Zhou Lu, Wang Sung Il, Moon Young Jae, Kim Kyoung Min, Lee Kwang Bok, Park Byung-Hyun, Jang Kyu Yun, Kim Jung Ryul
Department of Sports Medicine, Taishan Medical University, Taian, Shandong 271000, P.R. China.

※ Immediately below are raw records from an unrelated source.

PR #3518, opened 2021-03-30
services/horizon: Removed LedgerBackend calls inside ingest critical section

### LINKED ISSUE #3517: Move LedgerBackend operations outside ingest locked section
In `resumeState` of ingestion state machine we get ledger data from `LedgerBackend` **inside** critical section when lock is acquired (line below between tx start and `LedgerBackend` usage):
https://github.com/stellar/go/blob/48e6dfc9e9b18e3738917cd514a86ad7a0adbb6b/services/horizon/internal/ingest/fsm.go#L367-L426

It should be possible to move the code responsible for getting ledger data outside of DB transaction. In case of `DatabaseBackend`/`CaptiveStellarCore` connection issues, the ingestion lock will be free for other ingesting instances to acquire. This should improve reliability of ingesion.

Other ideas for improving reliability can be found in #3474.

bartekn:
<details>
  
### PR Structure

  otherwise).
  packages.

### Thoroughness

### Release planning

</details>

### What

This commit moves calls to `LedgerBackend` in `buildState` and `resumeState` outside critical section which is a DB transaction acquiring ingestion lock. To clean the code `LedgerBackend.GetLedgerBlocking` method was introduced that always blocks until the ledger is available in the backend. Additionally, `GetLatestLedger` method name was changed to `GetLatestHistoryLedger` for clarity and `ProcessorRunner` methods have changed and do not depend on `LedgerBackend` anymore.

Close #3517.

### Why

In case of access to `LedgerBackend` hangs (ex. broken connection to Core DB or remote captive core) inside a critical section ingestion will halt in entire cluster. With this change only a single ingesting node will halt.

### Known limitations

All of the other states that are reading from `LedgerBackend` were not changed (still access it in critical section). This is due to the fact that multiple ledgers are read (ex. `historyRangeState`) and they may not fit into memory.


ingest/ledger_transaction_reader.go
```diff
@@ -13,13 +13,13 @@ import (
 // LedgerTransactionReader reads transactions for a given ledger sequence from a backend.
 // Use NewTransactionReader to create a new instance.
 type LedgerTransactionReader struct {
-	ledgerCloseMeta xdr.LedgerCloseMeta
```
tamirms, line 16: the definition of `xdr.LedgerCloseMeta` is:

```
type LedgerCloseMeta struct {
	V  int32
	V0 *LedgerCloseMetaV0
}
```

Since the struct isn't so large we will not be saving much in terms of performance. Is there any other reason besides improving performance for changing it to a pointer type?

services/horizon/internal/ingest/fsm.go
```diff
@@ -991,3 +1101,33 @@ func (s *system) maybePrepareRange(from uint32) (bool, error) {
 
 	return false, nil
 }
+
+// getLedgerFromBackend gets ledger from the backend. If range is not prepared
+// it will prepare it.
+func (s *system) getLedgerFromBackend(sequence uint32) (bool, *xdr.LedgerCloseMeta, error) {
```
tamirms, line 1107: When I read `getLedgerFromBackend()` I thought it was strange that we had a wrapper around `ledgerBackend.GetLedger()`. I think if we changed the function signature to the one below it would reduce confusion.

```golang
func prepareAndGet(ledgerBackend  ledgerbackend.LedgerBackend, sequence uint32) (bool, *xdr.LedgerCloseMeta, error) {
}
```

services/horizon/internal/ingest/fsm.go
```diff
@@ -991,3 +1101,33 @@ func (s *system) maybePrepareRange(from uint32) (bool, error) {
...
+
+		log.WithFields(logpkg.F{
+			"ledger":   sequence,
+			"duration": time.Since(startTime).Seconds(),
+		}).Info("Range prepared")
+
+		return false, &xdr.LedgerCloseMeta{}, nil
+	}
+
+	return s.ledgerBackend.GetLedger(sequence)
```
tamirms, line 1132: it might be too much to include in this PR but I think we should consider changing the LedgerBackend API so that we can add an argument to `GetLedger()` which configures whether the call should be blocking or non blocking. Currently, the blocking behavior of `GetLedger()` is configured implicitly depending on whether you call PrepareRange with a bounded or unbounded range. Which makes you have to internalize implementation details of `CaptiveStellarCore` to understand how `GetLedger()` will behave

tamirms: having the blocking configuration passed into `GetLedger()` would also allow us to remove the fast-forward logic from buildState and resume. because we could change `return s.ledgerBackend.GetLedger(sequence)` so that it blocks until it finds ledger `sequence`

services/horizon/internal/ingest/fsm.go
```diff
@@ -376,8 +472,6 @@ func (r resumeState) run(s *system) (transition, error) {
 		return retryResume(r), errors.Wrap(err, getLastIngestedErrMsg)
 	}
 
-	ingestLedger := r.latestSuccessfullyProcessedLedger + 1
-
 	if ingestLedger > lastIngestedLedger+1 {
 		return start(), errors.New("expected ingest ledger to be at most one greater " +
 			"than last ingested ledger in db")
```
tamirms, line 477: I think we need to retryResume if `ingestLedger < lastIngestedLedger`. otherwise we end up ingesting the same ledger more than once when we run `s.runner.RunAllProcessorsOnLedger(ledgerCloseMeta)` below

ingest/ledger_transaction_reader.go
bartekn: Good point, forgot about versioning. Reverted in 172843572d.

services/horizon/internal/ingest/fsm.go
```diff
@@ -570,7 +630,16 @@ func (h historyRangeState) run(s *system) (transition, error) {
 	}
```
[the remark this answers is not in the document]
bartekn: Yes, unfortunately we have to keep access to `LedgerBackend` inside db transaction in this state. Alternatively, we could load all ledgers in a range into memory but for larger ranges it can cause OOM.

services/horizon/internal/ingest/fsm.go
bartekn: This is a valid point. I will try to do it in this PR.

services/horizon/internal/ingest/fsm.go
bartekn: I think we already have this check, one line below your comment, [here](https://github.com/stellar/go/pull/3518/files#diff-33cc075976ed019ba7c91300d22ddb3939d928f34e95951ceef77d39a7779496L384).

tamirms: the code below my comment sets `ingestLedger` to `lastIngestedLedger + 1` but afterwards it proceeds with ingestion; it does not exit with retryResume. before your changes that control flow was ok because afterwards we checked to see if stellar core had `ingestLedger`. But with your code changes, you move that check to before the lock is acquired

bartekn: I can see it now. Great catch!

bartekn: Fixed in 7d7e3b154c.

services/horizon/internal/ingest/fsm.go
```diff
@@ -564,13 +572,25 @@ func (h historyRangeState) run(s *system) (transition, error) {
 		return start(), nil
 	}
 
-	lockReleased, err := s.maybePrepareRange(h.fromLedger)
-	if lockReleased || err != nil {
+	didPrepare, err := s.maybePrepareRange(h.fromLedger)
+	if didPrepare || err != nil {
+		// Release distributed ingestion lock and prepare the range
+		s.historyQ.Rollback()
```
tamirms, line 578: there is a `defer s.historyQ.Rollback()` at the top of the function so we should rollback automatically after the next line when we return out of the function

ingest/ledgerbackend/captive_core_backend.go
```diff
@@ -452,6 +454,18 @@ func (c *CaptiveStellarCore) isPrepared(ledgerRange Range) bool {
 	return false
 }
 
+// GetLedgerBlocking works as GetLedger but will block until the ledger is
+// available in the backend (even for UnboundedRange).
+// Please note that requesting a ledger sequence far after current ledger will
+// block the execution for a long time.
+func (c *CaptiveStellarCore) GetLedgerBlocking(sequence uint32) (xdr.LedgerCloseMeta, error) {
```
tamirms, line 461: given that we have this function, should we make `GetLedger()` always be non blocking?

paulbellamy: This also looks like it's not really threadsafe with `GetLedger()`, given it modifies the underlying thing. Wouldn't "the go way" be to have the default way be blocking, and use a goroutine/channel when you want it async? (When *do* we want it async, anyway?)

services/horizon/internal/ingest/fsm.go
```diff
@@ -644,7 +664,16 @@ func (h reingestHistoryRangeState) ingestRange(s *system, fromLedger, toLedger u
 	}
 
 	for cur := fromLedger; cur <= toLedger; cur++ {
-		if err = runTransactionProcessorsOnLedger(s, cur); err != nil {
+		exists, ledgerCloseMeta, err := s.ledgerBackend.GetLedger(cur)
```
paulbellamy, line 667: Seems odd that this func gets passed `ledgerCloseMeta`, then re-fetches it?

paulbellamy:
To some extent, it seems like the code around `fsm.go`, and the processor mix up concerns around "How do I get ledgers", and "What do I do with the data". Both are combined in the `history.IngestionQ`, which leads the code to mix together their usage. Splitting the ledger fetching methods out of `history.IngestionQ` might help.

I guess the structure I expected to see was something more like: `LedgerReader -> IngestionProcessor -> Database`, then with a top-level loop something like:
```go
db := NewDB()
processor := NewIngestionProcessor(db)
for ledgers.Next() {
  ledger, err := ledgers.Get()
  err = processor.Ingest(ledger) // or Verify(ledger)
}
```

services/horizon/internal/ingest/fsm.go
bartekn: Good point but I realized that the lock should be released sooner (when preparing starts). To solve this I moved `maybePrepareRange` call before starting a DB transaction: ace6341aff.

ingest/ledgerbackend/captive_core_backend.go
bartekn: I agree that we probably should make `GetLedger` blocking by default but before doing this I think we should 1) ensure it doesn't cause unexpected issues (we should be able to tell after testing Horizon release with this PR), 2) we are modifying stable `ingest` package so we should do it via major release. Going to create an issue about it soon.

bartekn:
@paulbellamy I'm not sure I understand.
> seems like the code around fsm.go, and the processor mix up concerns around "How do I get ledgers", and "What do I do with the data". 

I think "How do I get ledgers" concern was really mixed before that PR because `ProcessorRunner` called `GetLedger` of the backend to get ledger data. This PR actually solves this issue, due to different reasons but it seems to be solved. Right now we get a single ledger data in `fsm.go` and pass it to `ProcessorRunner` to process.

> I guess the structure I expected to see was something more like: LedgerReader -> IngestionProcessor -> Database, then with a top-level loop something like:

The code you shared was actually how the previous ingesting system was running (pre 1.0.0) and there was nothing wrong with the main loop in particular. However, because we added state ingestion (from history buckets) and distributed ingestion it complicated this a lot: right now it's possible that when Horizon is ingesting ledgers one-by-one it may escape to another FSM state, ex. to rebuild ledger state because of the upgrade etc. OR it may need to skip one or more ledger ingested by another machine.

Also, the FSM was designed when non-blocking `GetLedger` was used. I _think_ that if we are happy with the blocking version we may want to rewrite `resumeState` to be a loop similar to your snippet. But the rest of the states will need to stay like this.

Please elaborate, maybe I'm missing something.

paulbellamy:
No thats’s pretty close to my understanding now as well. Wasn’t a comment
on this pr in particular, just generally.

bartekn:
Awesome!

services/horizon/internal/ingest/fsm.go
```diff
@@ -958,36 +1001,31 @@ func (s *system) completeIngestion(ledger uint32) error {
...
 
 	if !prepared {
-		// Release distributed ingestion lock and prepare the range
-		s.historyQ.Rollback()
-		log.Info("Released ingestion lock to prepare range")
-		log.WithFields(logpkg.F{"ledger": from}).Info("Preparing range")
+		log.WithFields(logpkg.F{"from": from}).Info("Preparing range")
 		startTime := time.Now()
 
 		err = s.ledgerBackend.PrepareRange(ledgerRange)
```
tamirms, line 1017: `PrepareRange()` already checks if the range is prepared. I think we can get rid of the `maybePrepareRange(from uint32) error` function entirely and just replace all call sites with `s.ledgerBackend.PrepareRange(ledgerRange)`

bartekn:
@tamirms FYI I changed `GetLedger` to `GetLedgerBlocking` in `historyRangeState`: https://github.com/stellar/go/pull/3518/commits/1a06520f3f42518a30e81811c7da9b157aef423a.

services/horizon/internal/ingest/fsm.go
```diff
@@ -559,16 +559,20 @@ func (h historyRangeState) run(s *system) (transition, error) {
...
 	for cur := h.fromLedger; cur <= h.toLedger; cur++ {
-		var exists bool
 		var ledgerCloseMeta xdr.LedgerCloseMeta
-		exists, ledgerCloseMeta, err = s.ledgerBackend.GetLedger(cur)
+
+		log.WithField("ledger", cur).Info("Waiting for ledger to be available in the backend...")
+		startTime := time.Now()
+
+		ledgerCloseMeta, err = s.ledgerBackend.GetLedgerBlocking(cur)
 		if err != nil {
```
tamirms, line 568: I think if we encounter an error when fetching the ledger we can safely commit the work we have already processed.

I would be in favor of calling `s.historyQ.Commit()` before returning out of the function in this case.

tamirms: We could also keep it as non blocking and commit when `!exists || err != nil`. But I don't see a reason why using the non blocking calls are better than using `GetLedgerBlocking()`

services/horizon/internal/ingest/fsm.go
bartekn: Good idea, I implemented it after your suggestion but then realized that we log duration of prepare which can be useful information. If you don't feel strongly about it (I don't) I can leave it as it is now.

services/horizon/internal/ingest/fsm.go
bartekn: Great idea, added in https://github.com/stellar/go/pull/3518/commits/364f7e9dbd3d62395d923d51c6705d4a2173a079.

services/horizon/internal/ingest/fsm.go
```diff
@@ -644,7 +655,16 @@ func (h reingestHistoryRangeState) ingestRange(s *system, fromLedger, toLedger u
 	}
 
 	for cur := fromLedger; cur <= toLedger; cur++ {
-		if err = runTransactionProcessorsOnLedger(s, cur); err != nil {
+		exists, ledgerCloseMeta, err := s.ledgerBackend.GetLedger(cur)
```
tamirms, line 658: should this also be blocking? I think it should be blocking for captive core. But, when using a db ledger backend I guess we expect that the ledger should already be in the db. If that reasoning is correct we could just add a comment to make this blocking once we remove the db ledger backend

tamirms (approved):
I think in a future PR we should make captive core always block on `GetLedger()` because I can't think of any cases in fsm.go where want it to be non-blocking

services/horizon/internal/ingest/fsm.go
bartekn: It doesn't need to use `GetLedgerBlocking` because we prepare a bounded range in `reingestHistoryRangeState` which will make CC blocking. But I agree, we we can make it blocking explicitly after updating ledger backend `GetLedger` to be always blocking (and when we remove DB backend). Not adding a comment because when above is done, it will not be possible to get ledgers in a non-blocking way.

Department of Orthopaedic Surgery, Chonbuk National University Medical School, Research Institute of Clinical Medicine of Chonbuk National University, Biomedical Research Institute of Chonbuk National University Hospital and Research Institute for Endocrine Sciences, Jeonju 54896, Republic of Korea.
Mol Med Rep. 2017 Sep;16(3):2969-2975. doi: 10.3892/mmr.2017.6917. Epub 2017 Jul 4.
Hypoxic‑ischemic injury of the bone results in osteonecrosis. Nicotinamide adenosine dinucleotide (NAD)‑dependent deacetylase sirtuin‑1 (SIRT1), a type of NAD‑dependent deacetylase, is involved in multiple biological functions, particularly in anti‑apoptosis. However, the effects of SIRT1 in osteoblasts remain unclear and whether SIRT1 protects osteoblasts in hypoxic conditions remains to be elucidated. In the present study, the role of SIRT1 in the osteoblast cells under hypoxia and the underlying mechanism of the anti‑apoptotic activity of SIRT1 were investigated. MC3T3‑E1 osteoblast cells were used for the present study and oxygen‑absorbing packs were used to induce cell hypoxia and apoptosis. MC3T3‑E1 cells were overexpressed SIRT1 by transfection with a SIRT1 adenovirus. The small interfering RNA of SIRT1 to was used to transfect cells to decrease the protein level. An MTT assay was used to estimate cell viability. Apoptosis was examined with the APOPercentage apoptosis assay kit and the activity of caspases was measured by a caspase 3 and 7 activity kit. Co‑immunoprecipitation was used to investigate protein binding ability. The mRNA and protein expression levels were quantified with reverse transcription‑quantitative polymerase chain reaction and immunoblotting. It was demonstrated that the expression of SIRT1 mRNA and protein were elevated, and peaked at 12 h under hypoxic conditions. The data demonstrated that SIRT1 overexpression in cells significantly increased cell viability and markedly decreased the percentage of apoptosis compared with the control and knockdown groups. Furthermore, overexpression of SIRT1 significantly activated anti‑apoptotic effects by deacetylating lysine residue binding to protein kinase B and decreasing the activity of caspases 3, 9 and subsequent pathways. The results from the present study suggested that SIRT1 may serve a protective function in hypoxia‑induced apoptosis in MC3T3‑E1 cells, and that SIRT1 intervention may potentially aid in the treatment of ischemic bone disease.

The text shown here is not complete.